When I am using ElasticSearch I can save json documents into it and search by them by default. Also I can specify some index settings where I can describe fields type and settings for indexing. My question is about internal implementation of storing data in ElasticSearch. Like in MongoDB I can store dynamic json data here, so all documents will saved as is (actually in BSON but it doesn't metter here). For example:
{
firstName:"A",
lastName: "B"
}
Here we can see that "scheme data" take more disk space than "actual data". So in MongoDB it is good practice to minimize size of "scheme data", like this:
{
f:"A",
l:"B"
}
and provide some mapping in application code to support this scheme. In Elasticsearch (Lucene) I can specify some scheme, so internally it can save only "actual data" not "actual+scheme", but I am not sure about this, because I can store dynamic json data also.
So question is should I implement such optimization in ElasticSearch ?
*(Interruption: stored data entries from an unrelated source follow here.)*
PR #2605, opened 2019-10-08
chore: remove prettier-eslint

bryceosterhaus:
Removed prettier-eslint dependency and opted to do prettier followed by eslint --fix. prettier-eslint was no longer supported by eslint@v6 and didnt look like much development was going into it. I discovered this because of inconsistencies and errors I would get in my editor. 
    - I also made sure our eslintignore and prettierignore were identical, not sure if we need differences between these two.


wincent:
Suggestion: one thing we did in `liferay-npm-scripts` was invert the order (ie. we made it ESLint then Prettier) and that would probably be a good idea here too. We probably had it running Prettier-then-ESLInt originally because that's what prettier-eslint does too, I think, but it's better to invert.

Rationale: An ESLint "fix" on occasions may produce changes that Prettier considers formatting errors (eg. it can make a line too long). If you make Prettier run second, you know that `format` will produce a good result. On the contrary, if you run Prettier first, then it is possible to hit issues where you run `format` and it "fixes" everything, but if you immediately run `checkFormat` after that it may report a problem.

wincent:
chore__remove_prettier-eslint_by_bryceosterhaus_·_Pull_Request__2605_·_liferay_clay

❤️

package.json
```diff
@@ -3,13 +3,15 @@
...
 		"coveralls": "node node_modules/coveralls/bin/coveralls.js < coverage/lcov.info",
-		"format": "npm run prettier -- --write",
+		"format": "npm run prettier:write && npm run lint:fix",
 		"lerna": "lerna bootstrap -- --no-optional --no-package-lock",
 		"link": "lerna run link",
 		"lint": "eslint '**/*.{js,ts,tsx}'",
-		"prettier": "prettier-eslint '**/*.{js,ts,tsx}'",
+		"lint:fix": "eslint '**/*.{js,ts,tsx}' --fix",
+		"prettier": "prettier '**/*.{js,ts,tsx}'",
+		"prettier:write": "prettier '**/*.{js,ts,tsx}' --write",
```
wincent: For consistency, you might want to change this to match some other projects, we have `prettier` (writes) and `prettier:check` (just reads/checks): rationale — as Prettier is just an pretty-printer (no AST changes) it is totally safe to run, so we make the shorter command (the default), do the most useful and safe thing. This is in contrast to ESLint, where the making "fix" the default wouldn't be safe because the changes it makes can be quite aggressive, so we make the shorter command (`eslint`) just check but not write.

Projects following this pattern are [alloy-editor](https://github.com/liferay/alloy-editor/blob/5795cf638525f1d37cb84f92dffcab7e5452b92c/package.json#L60-L66), [eslint-config-liferay](https://github.com/liferay/eslint-config-liferay/blob/b056a199ef1f239e43cd74c3980d8ac47ba5231e/package.json#L48-L51), [liferay-npm-tools](https://github.com/liferay/liferay-npm-tools/blob/40f5d3cd148ce007231a333bcb8f55cd28c47243/package.json#L15-L18), [liferay-js-themes-toolkit](https://github.com/liferay/liferay-js-themes-toolkit/blob/c95eca5fb6330f507f87266bd8486927cc893897/package.json#L15-L18), [liferay-js-toolkit](https://github.com/liferay/liferay-js-toolkit/blob/3004c05a99ff0252fd29759ae25efd922fd6e154/package.json#L14-L18), [liferay-amd-loader](https://github.com/liferay/liferay-amd-loader/blob/8b1f2a2ff563a6b279649e7121906f3ba4a69f21/package.json#L12-L15), which is to say, most of the ones that are under active development.

bryceosterhaus:
@wincent updated script names to follow our pattern, only one we might want to change in the future is `checkFormat` to be ``ci` but I dont have access to change that on the gh repo so I thought I would leave it.

Additionally, I added markdown and json formatting to prettier, so the latest commit introduces a lot of fixes for that.

wincent:
Looks great, although CI seems to think that next.clayui.com/content/docs/css/scss.md isn't correctly formatted.

> I dont have access to change that on the gh repo so I thought I would leave it.

You don't need special privs to change the `ci` one; you just rename it and then change this part of the .travis.yml to run that script:

https://github.com/liferay/clay/blob/e346a51db3d5e78347c9cae3fafd04780b0d7e62/.travis.yml#L24-L27

> Additionally, I added markdown and json formatting to prettier, so the latest commit introduces a lot of fixes for that.

Sweet!

The only other thing you could do here (or in another PR) would be to change those `npm run` to `yarn`.

bryceosterhaus:
@wincent @matuzalemsteles updated.

next.clayui.com/content/docs/components/forms/css-checkbox-radio.md
```diff
@@ -1,20 +1,13 @@
...
-- [Checkboxes and Radios](#checkboxes-and-radios)
-	- [Default (stacked)](#default-(stacked))
-	- [Inline](#inline)
-	- [Without labels](#without-labels)
-- [Custom Checkboxes and radios](#custom-checkboxes-and-radios)
-	- [Checkboxes](#checkboxes)
-	- [Radios](#radios)
-	- [Inline](#inline)
-	- [Disabled](#disabled)
+-   [Checkboxes and Radios](#checkboxes-and-radios) - [Default (stacked)](<#default-(stacked)>) - [Inline](#inline) - [Without labels](#without-labels)
```
matuzalemsteles: It would be nice to check the documents one by one that he modified in the documents, this breaks the ToC listing.

bryceosterhaus: Its probably gonna be difficult to go through each file one by one and running format. I think it might be best to run format first, and then fix any makdown we catch along the way or catch in this PR review. What do you think?

matuzalemsteles: Yeah, I can analyze all that ended up breaking if you wish and add in PR review. I just didn't want to pollute the PR with all the comments I might have.

bryceosterhaus: I can go through it first and I will ping you when I need anther set of eyes.

matuzalemsteles: ok, thanks Bryce

bryceosterhaus:
@matuzalemsteles looks like the primary thing broken was lists. I went through and think I addressed that issue. Let me know if you see anything else.

wincent:
>  looks like the primary thing broken was lists. I went through and think I addressed that issue.

Seems it couldn't handle tabs for indent. Something to bear in mind when writing docs in the future.

Issue #2592, opened 2019-10-07
Dropdown menu doesn't align properly


bryceosterhaus:
## Is there an example you can provide via codesandbox.com?
See https://storybook.clayui.com/?path=/story/components-claymultiselect--inputwithmultiselect-w-sourceitems

## What are the steps to reproduce?
Type "on" into the input

## What is the expected result?
Autocomplete menu should be directly below input.

This issue is related to https://github.com/liferay/clay/issues/2579, when we change `useEffect` to `useLayoutEffect` it caused this.

PR #2609, opened 2019-10-09
fix: ref callbacks are first calling with null. https://reactjs.org/docs/refs-and-the-dom.html#caveats-with-callback-refs

bryceosterhaus:
Fixes: https://github.com/liferay/clay/issues/2592
So it turned out we were running into issues with callback refs for dropdown. It wasn't properly aligning due to the ref being null. See reacts doc for info on callback refs, https://reactjs.org/docs/refs-and-the-dom.html#caveats-with-callback-refs

### DIFF
--- a/packages/clay-autocomplete/src/index.tsx
+++ b/packages/clay-autocomplete/src/index.tsx
@@ -54,11 +54,14 @@ const ClayAutocomplete = React.forwardRef(
 				{...otherProps}
 				className={className}
 				ref={(r: any) => {
-					containerElementRef.current = r;
-					if (typeof ref === 'function') {
-						ref(r);
-					} else if (ref !== null) {
-						(ref.current as React.MutableRefObject<any>) = r;
+					if (r) {
+						containerElementRef.current = r;
+
+						if (typeof ref === 'function') {
+							ref(r);
+						} else if (ref !== null) {
+							(ref.current as React.MutableRefObject<any>) = r;
+						}
 					}
 				}}
 			>
--- a/packages/clay-drop-down/src/DropDown.tsx
+++ b/packages/clay-drop-down/src/DropDown.tsx
@@ -104,11 +104,13 @@ const ClayDropDown: React.FunctionComponent<IProps> & {
 					),
 					onClick: () => onActiveChange(!active),
 					ref: (node: HTMLButtonElement) => {
-						triggerElementRef.current = node;
-						// Call the original ref, if any.
-						const {ref} = trigger;
-						if (typeof ref === 'function') {
-							ref(node);
+						if (node) {
+							triggerElementRef.current = node;
+							// Call the original ref, if any.
+							const {ref} = trigger;
+							if (typeof ref === 'function') {
+								ref(node);
+							}
 						}
 					},
 				})}
--- a/packages/clay-multi-select/src/__tests__/index.tsx
+++ b/packages/clay-multi-select/src/__tests__/index.tsx
@@ -160,6 +160,37 @@ describe('Interactions', () => {
 		expect(onItemsChangeFn).toHaveBeenCalled();
 	});
 
+	it('autocomplete menu renders with left and top styles', () => {
+		const onItemsChangeFn = jest.fn();
+
+		render(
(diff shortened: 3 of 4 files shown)


packages/clay-drop-down/src/Menu.tsx
```diff
@@ -70,30 +70,54 @@ const ClayDropDownMenu = React.forwardRef<HTMLDivElement, IProps>((
...
+				).region;
+			} else {
+				newRegion = Align.getAlignRegion(
+					(ref as React.RefObject<HTMLElement>).current!,
+					alignElementRef.current,
+					alignmentPosition
+				);
+			}
+
+			setRegion(newRegion);
```
matuzalemsteles: It seems that this does not solve some things, take a look at the "List Page" demo and try to open most DropDown, some are randomly misaligned.

Maybe this part of align code would solve this: https://github.com/metal/metal-plugins/blob/master/packages/metal-position/src/Align.js#L42-L56. I'm not sure, I'm just making an assumption.

packages/clay-drop-down/src/Menu.tsx
```diff
@@ -70,30 +70,54 @@ const ClayDropDownMenu = React.forwardRef<HTMLDivElement, IProps>((
...
 		}
-	});
+	}, [autoBestAlign, active, alignElementRef.current, alignmentPosition]);
+
+	const positioning = region
+		? {
+				left: region.left,
+				top: region.top,
+		  }
```
matuzalemsteles: We can just do this:

```
region ? region : {};
```

Since the region has the same parameters.

bryceosterhaus: I didn't do that since we only want the top and left params, otherwise region returns 

```js
bottom
height
left
right
top
width
```

matuzalemsteles: Oh ok, np. Thanks for the information.

wincent: #golf

You could write this in two lines, although I wish there was a way to do it in one... (I can't think of one, although see below):

```javascript
const {left, top} = region || {};
const positioning = {left, top};
```

(Obviously, if there is no `region`, you'll get `{left: undefined, top: undefined}` rather than `{}` but I am guessing that is ok).

One-line version that uses [optional chaining](https://github.com/tc39/proposal-optional-chaining):

```
const positioning = {left: region?.left, top: region?.top};
```

We might want to turn on the transform for that soon, seeing as the proposal is now at stage 3.

matuzalemsteles: Oh yeah, optional chaining looks much better 🤩.

packages/clay-drop-down/src/Menu.tsx
bryceosterhaus: So I was debugging this and I think the ListPage demo is a particular edge case for the `autoBestAlign` feature from metal-position. If I go back to using the normal Align.align, it functions the same way. I think it has to do with the unique position it is next the the edge of the window. So I think this particular change should still be fine.

One other option is to entirely replace the metal-position library and use something that is more widely adopted. Maybe something like, https://www.npmjs.com/package/dom-align

What do you think?

bryceosterhaus: Actually I take that back... I was starting to see some other issues resulting from that change.

I decided to just remove that refactor and instead only fix the alignment issue.

bryceosterhaus:
@matuzalemsteles updated

packages/clay-drop-down/src/Menu.tsx
matuzalemsteles: Hmm, I didn't realize it was already broken in ListPage (Seems to work fine here https://storybook.clayui.com/?path=/story/demos-templates--list-page). 

Since @jbalsas wants to depreciate metal-position, it may be time to test `dom-align`.

bryceosterhaus:
@matuzalemsteles you okay with merging this first and adding a different align tool in a different PR?

matuzalemsteles:
@bryceosterhaus sounds good. we can go ahead with this PR.

Issue #2610, opened 2019-10-10
Investigate re-adopting lerna for releasing packages


bryceosterhaus:
Now that all of the clay packages have been officially released at at least 3.0.0, we should re-investigate using lerna for releases using `independent` mode.

PR #2630, opened 2019-10-11
docs(contributing): add release process steps

bryceosterhaus:
Spent some time investigating a release process that would allow us to do regular releases for all packages without having to manually do it like we did for 3.0.0. I updated our lerna config and added steps for publishing. Let me know if you think I missed anything or if anyone has any other ideas.

implements https://github.com/liferay/clay/issues/2610

### DIFF
--- a/CONTRIBUTING.md
+++ b/CONTRIBUTING.md
@@ -22,6 +22,7 @@ Here's a set of guidelines to contribute to Clay and its packages. Use your comm
 -   [Documentation Style Guide](#documentation-style-guide)
 -   [Additional Notes](#additional-notes)
 -   [Issue Labels](#issue-labels)
+-   [Release process](#release-process)
 
 ## What Should I Know Before I Get Started?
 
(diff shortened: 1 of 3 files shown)


CONTRIBUTING.md
```diff
@@ -199,3 +200,34 @@ You may want to use [Github search](https://help.github.com/articles/searching-i
...
+
+To publish a new version for all packages that have updated, follow these steps:
+
+1.  `git checkout master`
+2.  Run `lerna version --conventional-commits` and verify each package's version change.
+
+    -   If you'd like to do a dry run first, you can also use the `--no-push` flag to see the commit and tags that lerna will apply. You can also use `lerna changed` to see an output of what packages will be updated
+    -   The `--conventional-commits` flag should automatically determine what version each package should be updated to. If this doesn't seem accurate, you can maually choose each version by just running `lerna version` without the flag.
+
+    > Note, if package A requires package B and package B recieves a minor update, package A will also recieve a minor update via lerna.
```
wincent: recieve -> receive

lerna.json
```diff
@@ -1,6 +1,13 @@
...
 	"lerna": "3.4.0",
-	"version": "3.0.0-alpha.1",
+	"version": "independent",
 	"npmClient": "yarn",
-	"useWorkspaces": true
+	"useWorkspaces": true,
+	"command": {
+		"publish": {
+			"ignoreChanges": ["**/stories/*", "**/__tests__/**", "**/*.md"],
+			"message": "chore(release): pubish updated packages"
```
wincent: pubish -> publish

😂

CONTRIBUTING.md
```diff
@@ -199,3 +200,34 @@ You may want to use [Github search](https://help.github.com/articles/searching-i
...
 | Duplicate       | [search](https://github.com/search?q=is%3Aopen+is%3Aissue+repo%3Aliferay%2Fclay+label%3A%22resolution%3A+duplicate%22&type=Issues) | Resolution | Duplicates an existing issue                                                                                                                                                                                                                                                        |
 | Wontfix         | [search](https://github.com/search?q=is%3Aopen+is%3Aissue+repo%3Aliferay%2Fclay+label%3A%22resolution%3A+wontfix%22&type=Issues)   | Resolution | Will no longer be worked on                                                                                                                                                                                                                                                         |
+
+## Release process
+
+To publish a new version for all packages that have updated, follow these steps:
+
+1.  `git checkout master`
+2.  Run `lerna version --conventional-commits` and verify each package's version change.
```
matuzalemsteles: @bryceosterhaus just out of curiosity, it will set the next version based on type, `feat`, `fix`... maybe we should try to use it more carefully and make sure a `feat` is attached to adding a new API. Just in case lerna gets confused and raises a very tall version.

CONTRIBUTING.md
bryceosterhaus: "I before E except after C or when sounded like A as in neighbor or weigh."

oh yeah checks out. good catch.

lerna.json
bryceosterhaus: yikes

CONTRIBUTING.md
bryceosterhaus: Yeah you're right, we will need to pay closer attention to our commit messages. The other option is to not use `--conventional-commits` but that might be a bit harder to manage all at once. Additionally, we lerna may say "bump to 3.1.0" since there is a "feat" message, but we can override and just say use a patch. So maybe for the first handful of releases we just pay extra close attention.

bryceosterhaus:
> I'm fine with that, maybe we should add here also about the release time and discuss patch releases if we will wait or release right away.

It might be best to start that convo in a separate issue and then we can add that to our docs if we find that necessary. That alright?

CONTRIBUTING.md
matuzalemsteles: Yeah, sounds good.

matuzalemsteles:
> It might be best to start that convo in a separate issue and then we can add that to our docs if we find that necessary. That alright?

Yeah, we can discuss this better later.

PR #2643, opened 2019-10-17
fix(@clayui/icon): forces React not to reuse node when symbol changes

### LINKED ISSUE #2642: Changing ClayIcon Symbol Inside Portal Causes Problems
DXP uses `svg4everybody` to avoid **cors** issues with external links, it makes an Ajax request and replaces `svg:use`.

Since we have ClayIcon in React, changing the `symbol` inside DXP causes it not to be changed because React reuses node to make changes. This only works the first time.

matuzalemsteles:
Fixes #2642

As suggested by @jbalsas, it was the same solution in Metal. Forces to change the `key` of the element so that React does not reuse the node, so `svg4everybody` will re-capture the node to make its changes.

I am adding this straight to `ClayIcon` because it is common for someone to do this and so we can support it directly, I don't see a real problem with that so please let me know if you see anything.

Once we get on with this, we will need to release some fix patches for the components that use the ClayIcon. I'm eyeing ColorPicker that symbol change...

### DIFF
--- a/packages/clay-icon/src/index.tsx
+++ b/packages/clay-icon/src/index.tsx
@@ -43,6 +43,7 @@ const ClayIcon = React.forwardRef<SVGSVGElement, IProps>(
 					`lexicon-icon lexicon-icon-${symbol}`,
 					className
 				)}
+				key={symbol}
 				ref={ref}
 				role="presentation"
 			>


packages/clay-icon/src/index.tsx
```diff
@@ -43,6 +43,7 @@ const ClayIcon = React.forwardRef<SVGSVGElement, IProps>(
 					`lexicon-icon lexicon-icon-${symbol}`,
 					className
 				)}
+				key={symbol}
```
bryceosterhaus: Should we also add a useEffect so that the component doesnt re-render unless symbol or one of the other props changes?

wincent: I don't think `useEffect` is really needed or desirable here.

matuzalemsteles: Hmm, not sure about `useEffect`... why would we use it?

bryceosterhaus: oh i mis-read your original post. I thought you were adding this to avoid re-renders, but i see now that its for not re-using the node.

PR #2651, opened 2019-10-21
fix(@clayui/drop-down): add `alignmentPosition` support in DropDownWithItems

### LINKED ISSUE #2647: `DropDownWithItems` does not support the `alignmentPosition` attribute

Create a `DropDownWithItems` and give it the attribute `alignmentPosition={Align.BottomRight}`.

The resulting dropdown will be aligned according to the attribute value.

## Environment

| Tech  | Version |
| ----- | ------- |
| Clay  | v3.0.0  |
| React | v16.9.0 |

matuzalemsteles:
Fixes #2647

### DIFF
--- a/packages/clay-drop-down/src/DropDownWithItems.tsx
+++ b/packages/clay-drop-down/src/DropDownWithItems.tsx
@@ -47,6 +47,11 @@ interface IDropDownContentProps {
 
 interface IProps extends IDropDownContentProps {
 	/**
+	 * Default position of menu element. Values come from `metal-position`.
+	 */
+	alignmentPosition?: number;
+
+	/**
 	 * Informational text that appears at the end or above the `footerContent` prop.
 	 */
 	caption?: string;
@@ -246,6 +251,7 @@ const DropDownContent: React.FunctionComponent<IDropDownContentProps> = ({
 );
 
 export const ClayDropDownWithItems: React.FunctionComponent<IProps> = ({
+	alignmentPosition,
 	caption,
 	className,
 	containerElement,
@@ -268,6 +274,7 @@ export const ClayDropDownWithItems: React.FunctionComponent<IProps> = ({
 	return (
 		<ClayDropDown
 			active={active}
+			alignmentPosition={alignmentPosition}
 			className={className}
 			containerElement={containerElement}
 			hasLeftSymbols={hasLeftSymbols}


packages/clay-drop-down/src/DropDownWithItems.tsx
```diff
@@ -246,6 +251,7 @@ const DropDownContent: React.FunctionComponent<IDropDownContentProps> = ({
 );
 
 export const ClayDropDownWithItems: React.FunctionComponent<IProps> = ({
+	alignmentPosition,
```
bryceosterhaus: we might just want to add `dropDownProps` since we also might want to give the option for "autoBestAlign" and any others that come up. wdyt?

matuzalemsteles: Hmm, if we do that we will have to make changes to much of the current `DropDownWithItems` API, for example we have `containerElement`, `trigger` and `className`, the other APIs we are covering with internal implementations (`hasLeftSymbols`,` hasRightSymbols`, `onActiveChange`, `active`). So it can be a little misleading to have a `dropDownProps` and we will need to move all the APIs there.

bryceosterhaus: We could  omit any internal props we use from that interface. This would help give a straight forwardness to what props people can actually use and then make sure `dropDownProps` is the first item spread into its props, so that our internal uses are covered.

matuzalemsteles: Yeah I have no problem omitting it just a bit weird having a `dropDownProps` prop that refers to DropDown props on a component that is high-level DropDown, it seems simpler to see APIs like this as a component host without having to be passed to a specific prop...

Maybe we can extend from `ClayDropDown` and use `otherProps` to switch to `ClayDropDown` since it is the main component of `ClayDropDownWithItems`. And we can omit the internal uses of `ClayDropDown`.

bryceosterhaus: oh thats a good point, I didnt think of it that way. So actually, in that case I think I am fine with the implementation as is. If we find ourselves needing additional props in the future we can extend from dropdown and spread otherProps, this would keep the same compatibility as well.

So overall, this PR looks good to me.

matuzalemsteles: Yeah, sounds good. I will go ahead with this PR.

PR #2656, opened 2019-10-22
fix(clay-dropdown): trims whitespace

jbalsas:
Hey @matuzalemsteles, this is a fix for https://issues.liferay.com/browse/LPS-103325... I've looked at it with @wincent and we're not sure when or why this started happening, but we can clearly see that this message is not being properly compiled so the message is not correctly replaced.

Could you take a look and release a patch version for it?

Also, not sure if this is the branch I should be sending this to :D


matuzalemsteles:
Oh that's very strange. I will run CI again to see if it turns green so it can merge, so we can go ahead and release a version safely.

matuzalemsteles:
Just started reviewing :)

matuzalemsteles:
Resent #2657

PR #2663, opened 2019-10-25
chore: update linting

wincent:
Moves to eslint-config-liferay v13.0.0, which requires the "notice/notice" plugin to be manually configured because of [changes in liferay-portal explained here](https://github.com/liferay/eslint-config-liferay/issues/115).


.eslintrc.js
```diff
@@ -0,0 +1,47 @@
...
+	plugins: ['@typescript-eslint'],
+	rules: {
+		'@typescript-eslint/array-type': ['error', 'generic'],
+		'@typescript-eslint/interface-name-prefix': ['error', 'always'],
+		'@typescript-eslint/no-unused-vars': 'error',
+		'no-unused-vars': 'off',
+		'notice/notice': [
+			'error',
+			{
+				templateFile: path.join(__dirname, 'copyright.js'),
```
wincent: And here's why we "needed" to change from JSON to JS for this config file: for consistency with other repos, we pass an absolute path here. This repo is a simple case, so it it would also work with plain old "copyright.js", but I think it's worth matching what we do in liferay-portal. As a bonus, that means we can now lint the config file itself, which means we get ordering enforcement etc.

packages/clay-alert/src/__tests__/ClayAlert.tsx
```diff
@@ -5,8 +5,8 @@
  */
 
 import ClayAlert from '..';
-import * as TestRenderer from 'react-test-renderer';
 import React from 'react';
+import * as TestRenderer from 'react-test-renderer';
```
wincent: These and all the other changes are just autofixes.

PR #2664, opened 2019-10-25
docs: add warning to point to 2.x on homepage

bryceosterhaus:
I added an alert to the homepage to point to v2. I think this will help anyone who might be confused at the design change and who didn't scroll to see the deprecation warning. This helps keep the alert above the scroll line and will help inform users of knowing where v2 docs are at, as well as knowing this is a v3 site.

Yes, it will take slightly more space, but I wouldn't worry about. A document in Elasticsearch is stored as the full JSON, in the
_source
field. It takes up disk space, and uses memory temporarily when returning results.But, you can set the
_source
field to be compressed, and in version of Elasticsearch from 0.90 onwards, the whole segment is compressed, and field names are good candidates for compression.I'd prefer to keep my documents readable rather than cryptic.